▶ SOURCE DATA
□ □ □ □ □

PR #586, opened 2023-12-21
Disable covid declaration feature flag

EdwardBarclay:
TIS21-5401

### DIFF
--- a/build.gradle.kts
+++ b/build.gradle.kts
@@ -10,7 +10,7 @@ plugins {
 }
 
 group = "uk.nhs.hee.tis.trainee"
-version = "0.12.1"
+version = "0.13.0"
 
 configurations {
   compileOnly {
--- a/build.gradle.kts
+++ b/build.gradle.kts
@@ -10,7 +10,7 @@ plugins {
 }
 
 group = "uk.nhs.hee.tis.trainee"
-version = "0.12.0"
+version = "0.12.1"
 
 configurations {
   compileOnly {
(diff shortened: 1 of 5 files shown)


src/main/java/uk/nhs/hee/tis/trainee/forms/api/FeatureFlagResource.java
```diff
@@ -49,6 +49,15 @@ public class FeatureFlagResource {
...
     log.debug("Get all the feature flags for forms");
+
+    // Create a new instance of FormRPartB and set covidDeclaration to false
+    FeatureConfigurationProperties.FormRPartB formRPartB =
+        new FeatureConfigurationProperties.FormRPartB();
+    formRPartB.setCovidDeclaration(false);
+
+    // Update the featureConfig object with the new FormRPartB instance
+    featureConfig.setFormRPartB(formRPartB);
+
```
Judge40, line 60: You shouldn't be modifying the config like this. The value is set in the application properties https://github.com/Health-Education-England/tis-trainee-forms/blob/main/src/main/resources/application.yml#L12

We could just set the env var to override it, but the default should probably be changed to false instead in this case.

build.gradle.kts
```diff
@@ -10,7 +10,7 @@ plugins {
 }
 
 group = "uk.nhs.hee.tis.trainee"
-version = "0.12.0"
+version = "0.12.1"
```
Judge40, line 13: This should be a minor version bump, since it's a functional change and not a bug fix.

Judge40 (changes requested):

Judge40 (approved):

PR #715, opened 2025-04-11
feat(ltft): capture history of assigned admins

Judge40:
Refactor the AbstractAuditedForm to move the assignedAdmin property in to the StatusInfo. This allows it to be record both against the current status and in the history.

When updating the state of a form the previous assigned admin should be carried forward, similarly when assigning an admin the previous state should be carried forward.

TIS21-7082
TIS21-7086


DorisWongNHS (approved):
LGTM

PR #718, opened 2025-04-22
feat(ltft): add managing deanery to LTFT form

Judge40:
The managing deanery/local office name is needed by the notifications service to determine which links and contact addresses to use.

TIS21-6596
TIS21-6594


DorisWongNHS (approved):
Thank you Andy!!

PR #723, opened 2025-04-24
build: migrate to version catalog

Judge40:
Use the trainee version catalog to determine plugin and dependency versions.

Update the GitHub Actions workflows to enabled build scan publishing.

NO-TICKET

### DIFF
--- a/.github/workflows/ci-cd.yml
+++ b/.github/workflows/ci-cd.yml
@@ -11,6 +11,7 @@ jobs:
     uses: health-education-england/.github/.github/workflows/ci-cd-gradle.yml@main
     with:
       cluster-prefix: trainee
+      publish-build-scan: true
     secrets:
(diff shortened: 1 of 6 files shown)


Judge40:
All tests reliant on the RestControllerAdvice to translate validation
exceptions in to Problem Details began failing for unknown reasons.
It appears that the exception handler is no longer loaded/registered
during CI/CD workflow runs.

This only occurs when running on GitHub Actions, it happens even when
running the workflow against old code that was previously successful.
So far it has not been possible to reproduce this issue locally and other
trainee services, which use the same handler, are not affected.

Attempts to import or otherwise configure the exception handler have so
far failed.
The tests should be disabled and the deployed behaviour manually
verified to ensure that it is behaving properly in the real world.
Resolving the issue on the build server can follow.

EdwardBarclay (approved):

PR #728, opened 2025-05-12
fix(ltft): missing applications when paged

Judge40:
It is possible when sorting on a field with duplicate values, such as start date, for an application to be returned on multiple pages. Which causes another application to never be returned.

For example if there are 10 LTFT per page and the applications at positions 10 and 11 have the same start date, it can be random which one appears in which position in each result set. Sometimes creating "duplicates" and hiding the remaining application.

TIS21-7257


DorisWongNHS (approved):
LGTM

PR #729, opened 2025-05-20
refactor: use Json Views to restrict the admin email and name fields …

EdwardBarclay:
…serialised for trainees vs Admins for LTFT forms.

TIS21-2733


Judge40 (commented):
Is there a reason we can't use the `@JsonView` annotation on the endpoint instead of manually mapping the object in the service?

EdwardBarclay:
@Judge40 I tried to originally implement the view through the endpoints but couldn't get the view to apply correctly, Reuben came up with this method that behaved correctly so I adapted the PR to use this service based method

Judge40:
I'll have a look, I don't really like this approach when we have annotations available to us (and use them already elsewhere).

Judge40:
@EdwardBarclay I've refactored to be inline with the previous approach, I wrote some pretty comprehensive integration tests but you might want to verify via postman that both admin and trainee endpoints are returning what you expect them to.

ReubenRobertsHEE (approved):

Judge40 (dismissed):
Splitting the PersonDto seems sensible enough at this point, but I think naming the unrestricted one as `DiscussionDto` limits its reuse in the future.
I think I'd prefer something like `PersonDto` and `PersonRedactedDto` (or `RedactedPersonDto`?) rather than `DiscussionDto`.

ReubenRobertsHEE (approved):

PR #731, opened 2025-06-02
Feat/ltft email status updates

ReubenRobertsHEE:


src/main/java/uk/nhs/hee/tis/trainee/forms/dto/NotificationEventDto.java
```diff
@@ -0,0 +1,60 @@
...
+
+@Builder
+public record NotificationEventDto(
+    TisReferenceInfo tisReference,
+    @JsonAlias("type")
+    String notificationType,
+    Instant sentAt,
+    String status,
+    String statusDetail,
+    Instant lastRetry
```
ReubenRobertsHEE, line 48: At the moment. lastRetry, statusDetail and sentAt are ignored, pending finalisation of the data model for the TPD email status.

DorisWongNHS:
Thank you for putting the questions together. 

I see your concerns about the best way to store this data. Later, if we also care both the "SUBMITTED" and "APPROVED", as well as the "TPD" and "TRAINEE" notification, putting all these data in the root of the model doesn't look great for me.
For the long-term, I prefer your idea of putting ‘notificationsStatus’ into StatusInfo, so it store all the notificationsStatus of each LTFT status change throughout the whole LTFT application.

But for now, if we only care about the LTFT_SUBMITTED_TPD email, this is the simplest implementation we can quickly move forward. We can discuss and come back anytime.
I am approving the PR if you are happy to merge with this approach.

DorisWongNHS (dismissed):

ReubenRobertsHEE:
Thanks @DorisWongNHS - I appreciate you taking a look at this! If its ok with you, I'll only merge tomorrow when Naz/Andy are back from training, in case they have a clear idea of what's needed (and to avoid having to write a migrator, if it turns out there is an immediate requirement to change the data model! 😁 )

Judge40 (commented):
I keep coming back around to whether it's really an "EmailStatus" we want here, rather than something like an `EmailValidity`/`RecipientValidity`/`Validity` with values like
 - `UNKNOWN` or `UNVERIFIED` - starting value used before we send/get feedback
 - `VALID` - successfully sent, no complaints received
 - `INVALID` - sending failed
 - `WRONG_RECIPIENT` - definitely a future piece, but this could be trigger from a "if you don't believe you are the correct recipient then click here" link in the email content

src/main/java/uk/nhs/hee/tis/trainee/forms/dto/LtftFormDto.java
```diff
@@ -74,6 +75,10 @@ public record LtftFormDto(
     CctChangeDto change,
     ReasonsDto reasons,
 
+    @JsonView(ReadOnly.class)
+    @Null(groups = {Create.class, Update.class})
+    EmailValidityType tpdEmailStatus,
```
ReubenRobertsHEE, line 80: Left as 'tpdEmailStatus' to avoid breaking change for the FE; similarly, 'UNKNOWN' has been used in the enum instead of 'UNVERIFIED' to keep things consistent with current FE listing.

Judge40 (approved):
I pushed a small bit of refactoring, the rest LGTM so merge if you're happy with my addition.

PR #732, opened 2025-06-04
feat: admin ltft endpoint role constraints

ReubenRobertsHEE:
TIS21-7304

### DIFF
--- a/src/main/java/uk/nhs/hee/tis/trainee/forms/interceptor/AdminIdentityInterceptor.java
+++ b/src/main/java/uk/nhs/hee/tis/trainee/forms/interceptor/AdminIdentityInterceptor.java
@@ -42,6 +42,7 @@ public class AdminIdentityInterceptor implements HandlerInterceptor {
   private static final String GIVEN_NAME_ATTRIBUTE = "given_name";
   private static final String FAMILY_NAME_ATTRIBUTE = "family_name";
   private static final String GROUPS_ATTRIBUTE = "cognito:groups";
+  private static final String ROLES_ATTRIBUTE = "cognito:roles";
 
   private final AdminIdentity adminIdentity;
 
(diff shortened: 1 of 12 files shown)


src/main/java/uk/nhs/hee/tis/trainee/forms/interceptor/AdminIdentityInterceptor.java
```diff
@@ -60,6 +61,8 @@ public boolean preHandle(HttpServletRequest request, HttpServletResponse respons
         adminIdentity.setEmail(email);
         Set<String> adminGroups = AuthTokenUtil.getAttributes(authToken, GROUPS_ATTRIBUTE);
         adminIdentity.setGroups(adminGroups);
+        Set<String> adminRoles = AuthTokenUtil.getAttributes(authToken, ROLES_ATTRIBUTE);
+        adminIdentity.setRoles(adminRoles);
```
ReubenRobertsHEE, line 65: Added to root AdminIdentity class, though it could be limited to just the AdminLtftIdentity class, since its only used there. It felt like it made sense to include it here since it fitted with the groups and involved less code duplication in the subclass.

src/main/java/uk/nhs/hee/tis/trainee/forms/dto/identity/AdminIdentity.java
```diff
@@ -34,7 +34,8 @@ public class AdminIdentity extends UserIdentity {
 
   private static final String ROLE = "ADMIN";
 
-  private Set<String> groups;
+  protected Set<String> groups;
+  protected Set<String> roles;
```
ReubenRobertsHEE, line 38: See comment in interceptor for why this is included here

ReubenRobertsHEE:
Will try another approach.

PR #733, opened 2025-06-05
feat: limit admin/ltft endpoints

ReubenRobertsHEE:
Based on cognito role. Same approach as used in tis-trainee-details cct endpoints, fwiw.

TIS21-7304


Judge40 (approved):
Nice.

PR #735, opened 2025-06-06
feat: limit trainee ltft endpoints to rollout PMs

ReubenRobertsHEE:
Checks on creating/updating a LTFT.

Note, no special status / message is returned from the API calls if they fail, just the generic 'Bad Request'. If we need this, should it be in a follow-up ticket, or added as an A/C?

TIS21-7305

### DIFF
--- a/src/integrationTest/java/uk/nhs/hee/tis/trainee/forms/TestJwtUtil.java
+++ b/src/integrationTest/java/uk/nhs/hee/tis/trainee/forms/TestJwtUtil.java
@@ -24,6 +24,7 @@ package uk.nhs.hee.tis.trainee.forms;
 import java.nio.charset.StandardCharsets;
 import java.util.Base64;
 import java.util.List;
+import java.util.UUID;
 import java.util.stream.Collectors;
 
 /**
@@ -36,7 +37,7 @@ public class TestJwtUtil {
   public static final String GIVEN_NAME_ATTRIBUTE = "given_name";
   public static final String FAMILY_NAME_ATTRIBUTE = "family_name";
   public static final String FEATURES_ATTRIBUTE = "features";
-  public static final String FEATURES_LTFT_PROGRAMME = "607ddcfd-bbe9-4835-b795-ca26aebba990";
+  public static final UUID FEATURES_LTFT_PROGRAMME_INCLUDED = UUID.randomUUID();
 
   /**
    * Generate a token with the given payload.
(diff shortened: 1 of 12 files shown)


Judge40 (changes requested):
Considering the allowed programmes are going to be added to the token, we could get away with checking the linked programme ID against the token's list and avoid the service-to-service call.

src/integrationTest/java/uk/nhs/hee/tis/trainee/forms/TestJwtUtil.java
```diff
@@ -70,15 +61,28 @@ public static String generateTokenForTisId(String traineeTisId) {
...
     return generateToken(payload);
   }
 
+  /**
+   * Generate a token with default values for the various attributes as the payload.
+   *
+   * @param traineeTisId The TIS ID to inject in to the payload.
+   * @return The generated token.
+   */
+  public static String generateTokenForTrainee(String traineeTisId) {
```
ReubenRobertsHEE, line 82: This is a bit clunky, but replaces the 'generateTokenForTisId()' that various tests were using, to ensure that missing features don't either break tests or mask negative tests.

src/integrationTest/java/uk/nhs/hee/tis/trainee/forms/api/LtftResourceIntegrationTest.java
```diff
@@ -654,10 +740,14 @@ void shouldIgnoreReadOnlyFieldsWhenUpdatingLtftFormForTrainee() throws Exception
             .build())
         .created(Instant.EPOCH)
         .lastModified(Instant.EPOCH)
+        .programmeMembership(LtftFormDto.ProgrammeMembershipDto.builder()
+            .id(PM_UUID)
+            .build())
         .build();
 
+    sleep(10); // Ensure lastModified is different from created
```
ReubenRobertsHEE, line 748: Blazing fast laptop, what can I say 😅

Judge40 (dismissed):

Judge40:
> > Considering the allowed programmes are going to be added to the token, we could get away with checking the linked programme ID against the token's list and avoid the service-to-service call.
> 
> I've refactored, but sadly the no. of lines has only bloated somewhat. It's the new need for programme membership data in the LTFT form that has swelled the tests, mostly.

I'll take that over inter-service API calls all day long 😄

PR #738, opened 2025-06-26
feat: add message attributes to SNS publishing

ReubenRobertsHEE:
to allow us to distinguish between TPD email status updates and real form updates using an SNS subscription filter (upcoming PR).

TIS21-7443

### DIFF
--- a/src/main/java/uk/nhs/hee/tis/trainee/forms/service/EventBroadcastService.java
+++ b/src/main/java/uk/nhs/hee/tis/trainee/forms/service/EventBroadcastService.java
@@ -43,6 +43,7 @@ import uk.nhs.hee.tis.trainee.forms.dto.LtftFormDto;
 public class EventBroadcastService {
 
   protected static final String MESSAGE_ATTRIBUTE_KEY = "trigger";
+  protected static final String MESSAGE_ATTRIBUTE_DEFAULT_VALUE = "default";
 
   private final SnsClient snsClient;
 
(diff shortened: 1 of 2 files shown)


src/main/java/uk/nhs/hee/tis/trainee/forms/service/EventBroadcastService.java
```diff
@@ -0,0 +1,121 @@
...
+    if (snsTopic == null || snsTopic.isBlank()) {
+      log.warn("SNS topic ARN is null or blank, skipping SNS publish.");
+      return null;
+    }
+
+    PublishRequest.Builder request = PublishRequest.builder()
+        .message(eventJson.toString())
+        .topicArn(snsTopic);
+
+    if (messageAttribute != null) {
```
Judge40, line 108: Given previous experiences, I think we need to set a default value (or always require one) or else the message will get DLQ'ed

src/main/java/uk/nhs/hee/tis/trainee/forms/service/EventBroadcastService.java
```diff
@@ -0,0 +1,121 @@
...
+
+    PublishRequest request = buildSnsRequest(snsTopic, eventJson, messageAttribute, formDto.id());
+
+    if (request != null) {
+      try {
+        snsClient.publish(request);
+        log.info("Broadcast event sent to SNS for LTFT form {} with attribute {}.",
+            formDto.id(), messageAttribute);
+      } catch (SnsException e) {
+        String message = String.format(
```
Judge40, line 80: If we catch this without rethrowing _something_, then any triggering message will be deleted from the queue instead of retrying. I don't think that's what we want.

ReubenRobertsHEE: Good catch.

src/main/java/uk/nhs/hee/tis/trainee/forms/service/EventBroadcastService.java
ReubenRobertsHEE: As it happens, there is always an attribute included, but you're right: it is a gotcha. I've added a default.

PR #746, opened 2025-09-02
feat: formR PDFs

ReubenRobertsHEE:
Requires API Gateway additions before FE work: https://github.com/Health-Education-England/TIS-OPS/pull/1052

Note: FE must include programmeName in requests.

The PR is a bit repetitive because no refactoring of FormR handling has been done so far, so code is largely duplicated. Some initial work on that was done here (https://github.com/Health-Education-England/tis-trainee-forms/tree/spike/refactorFormR), but it was drifting towards mirroring the AbstractForm / AbstractFormR model but in the DTOs, and I understand inheritance in DTOs can be a bit of an anti-pattern, so maybe something that should be discussed before progressing any further.

TIS21-6583

### DIFF
--- a/src/main/java/uk/nhs/hee/tis/trainee/forms/model/AbstractFormR.java
+++ b/src/main/java/uk/nhs/hee/tis/trainee/forms/model/AbstractFormR.java
@@ -22,6 +22,7 @@
 package uk.nhs.hee.tis.trainee.forms.model;
 
 import java.time.LocalDateTime;
+import java.util.UUID;
 import lombok.Data;
 import lombok.EqualsAndHashCode;
 import lombok.Setter;
@@ -37,5 +38,6 @@ public abstract class AbstractFormR extends AbstractForm {
   private LifecycleState lifecycleState;
   private LocalDateTime submissionDate;
   private LocalDateTime lastModifiedDate;
+  private UUID programmeMembershipId;
 
 }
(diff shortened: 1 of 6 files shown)


src/main/java/uk/nhs/hee/tis/trainee/forms/api/FormRPartBResource.java
```diff
@@ -181,4 +190,37 @@ public ResponseEntity<Void> deleteFormRPartBById(@PathVariable String id) {
...
   }
+
+  /**
+   * Generate a FormR PartB PDF, unless one already exists.
+   *
+   * @return The downloaded or generated PDF.
+   * @throws IOException A new PDF could not be generated.
+   */
+  @PutMapping(value = "/formr-partb-pdf", produces = MediaType.APPLICATION_PDF_VALUE)
+  public ResponseEntity<byte[]> generatePdf(@Valid @RequestBody FormRPartBDto formRPartB)
```
Judge40, line 201: I should have picked this up earlier, but do we want to trust the incoming DTO?

The alternative would be similar to [LTFT](https://github.com/Health-Education-England/tis-trainee-forms/blob/04b6589250c954b6e3dd862167e4c01fc21f7a90/src/main/java/uk/nhs/hee/tis/trainee/forms/api/LtftResource.java#L106) where we have two identical `GET` mappings that are selected based on the accepted type header.

Are we taking the DTO as parameter in this case because we may not have the latest data available to us (either the S3/DB split or because they're printing an updated copy they haven't saved)?

ReubenRobertsHEE: (Sorry, my latest reply was without having seen your prior comment. Dratted page-refresh issue, I often have it)

PR #749, opened 2025-09-19
Feat: formR PDF when submitted

ReubenRobertsHEE:
This enables PDFs for submitted FormRs to be published, in the same way that CoJ PDF's are published.

They will be picked up by SNS (tis-trainee-[env]-pdf-generated.fifo), and a new subscription has been added (tis-trainee-notifications-[env]-formr-pdf-generated.fifo), filtered to only pick up formR form_types. 

A new listener will be added to the notifications service to generate the emails and attach the PDFs, and the existing listener for general saved form Rs that generates the generic email notification will be adjusted to ignore those that are SUBMITTED, to avoid duplication of emails for submitted formRs, but to allow any other form states to still generate these generic emails if the 'alwaysStoreFiles' config is ever set to true in future (cf. https://github.com/Health-Education-England/tis-trainee-forms/blob/9ec182c3ec96d6a88439edcf74ce2cc8a69ab477/src/main/java/uk/nhs/hee/tis/trainee/forms/service/FormRPartAService.java#L99).

TIS21-6582

### DIFF
--- a/src/main/java/uk/nhs/hee/tis/trainee/forms/api/FormRPartAResource.java
+++ b/src/main/java/uk/nhs/hee/tis/trainee/forms/api/FormRPartAResource.java
@@ -22,7 +22,10 @@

□ □ □ □ □

▶ WHAT NEEDS TO BE DONE
Copy out every line from the data above in which the word "adminGroups" occurs.

▶ TASK RESPONSE
         Set<String> adminGroups = AuthTokenUtil.getAttributes(authToken, GROUPS_ATTRIBUTE);
         adminIdentity.setGroups(adminGroups);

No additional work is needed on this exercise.